Hi, I have been scratching my head when it comes with this piece of code:
require "http"
server = HTTP::Server.new do |context|
name = nil
file = nil
HTTP::FormData.parse(context.request) do |part|
io = IO::Memory.new
if body = part.body
IO.copy(body, io)
end
file = File.tempfile("upload") do |file|
IO.copy(io, file)
end
end
if file
context.response << file.path
end
end
server.bind_tcp 8085
server.listen
The problem is that when the body from the part is copied into the IO::Memory, the memory usage increases by the double the size of the file being uploaded on the form, so if I upload a 25MB file using curl -F "file=@/home/user/somefile.mp4" http://localhost:8085/, the memory usage increases up to ~50MB (double the file size).
The exact same thing happens when I do:
HTTP::FormData.parse(context.request) do |part|
part.body.getb_to_end
file = File.tempfile("upload") do |file|
IO.copy(part.body, file)
end
end
However, when I use this instead:
HTTP::FormData.parse(context.request) do |part|
file = File.tempfile("upload") do |file|
IO.copy(part.body, file)
end
end
It uses 0 additional memory.
I would like to understand why Crystal uses double the memory when using:
io = IO::Memory.new
if body = part.body
IO.copy(body, io)
end
I think the gist of it is when you do part.body.getb_to_end or copy it into an IO::Memory, you’re loading the content of the file into memory, so of course more memory needs to be allocated to account for it. If you copy the data directly from the request body (via part.body) to a file, then it can do it in a streaming fashion, hence no extra memory is really needed.

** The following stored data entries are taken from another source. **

PR #409, opened 2019-03-08
Support for editing Narrative Interface

wwqrd:
New narrative interface editing capability.

## Known issues
- [ ] In presets, what should the spec be for empty values, omission? Currently values are templated as:

  ```
  const narrativePresetTemplate = {
    layoutVariable: null,
    groupVariable: null, // When left empty, this is set to "" - do we need to clear it?
    edges: {
      display: [],
    },
    highlight: [],
  };
  ```
- [ ] Guidance text needs to be set for new interface sections.

Resolves: https://github.com/codaco/Architect/issues/287

### DIFF
--- a/src/components/EditableList/withEditHandlers.js
+++ b/src/components/EditableList/withEditHandlers.js
@@ -2,6 +2,7 @@ import { connect } from 'react-redux';
 import uuid from 'uuid';
 import {
   compose,
+  defaultProps,
   withHandlers,
 } from 'recompose';
 import { get } from 'lodash';
@@ -49,9 +50,10 @@ const handlers = withHandlers({
     upsert,
     setEditField,
     editField,
+    normalize,
   }) =>
     (value) => {
-      upsert(editField, value);
+      upsert(editField, normalize(value));
       setImmediate(() => {
         setEditField();
       });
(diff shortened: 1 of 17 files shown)


rebeccamadsen:
I think from an NC standpoint `layoutVariable` and `groupVariable` can be null or "" and be okay. I think `layoutVariable from a UX standpoint should be required, though, because narrative is meaningless without a layout.

Behaviours looks like it is doubly nested. Should be:

```
"behaviours" : {
   "freeDraw": true
}
```

I'm seeing this instead:
```
"behaviours" : {
   "behaviours": {
      "freeDraw": true
   }
}
```

Otherwise I think it looks good!

wwqrd:
> I think from an NC standpoint layoutVariable and groupVariable can be null or "" and be okay. I think `layoutVariable from a UX standpoint should be required, though, because narrative is meaningless without a layout.

Would it be better to omit it if left blank?

rebeccamadsen:
> Would it be better to omit it if left blank?

Omitting for `groupVariable` is better than blank; technically the interface in NC is okay with either, but the schema is looking for a string (not `null`) if `groupVariable` is present, which makes sense to me. It looks like `layoutVariable` is required already, which is correct. Otherwise looks great.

As to why it uses double the memory of the file, it’s likely because of how memory is allocated in powers of two, iirc to reduce the total amount of allocations as it’s a non-trivial amount of work. IO::Memory.new constructor accepts the initial capacity, so you could likely pass a better guess than the default 64 to possibly reduce the total memory usage. I.e. if your file is 25MB, try setting the initial capacity to 26MB and see how the memory usage is after that.
Since part.body is copied into io, it seems somewhat obvious that memory usage would double.
So, we need to think carefully about the true intention behind the question.
I think the real question might be:
“Why doesn’t memory usage double when writing directly to a file?”
I asked deepwiki about this and got the following answer:
IO.copy uses a 32KB memory buffer.
It repeatedly performs read → write loops using that buffer.
Every 32KB written triggers one LibC.write system call.
Thanks to this, even very large files can be written using only 32KB of memory.
If LibC.write fails, libevent waits until writing becomes possible.
(This is one of Crystal’s popular features compared to Rust)
Yep, indeed, that’s it. When using IO::Memory.new(size) instead of letting it grow depending of the data that is being inserted, it uses exactly the memory of the size put on the IO::Memory. Thanks!
If anyone is wondering why I asked this, it was because I wanted read just the first bytes of an uploaded file to read it’s magic bytes and detect it’s extension and I was able to do it this way: upload.cr#L21-L23. Is not directly related to this issue, but I had this question when trying to solve that problem.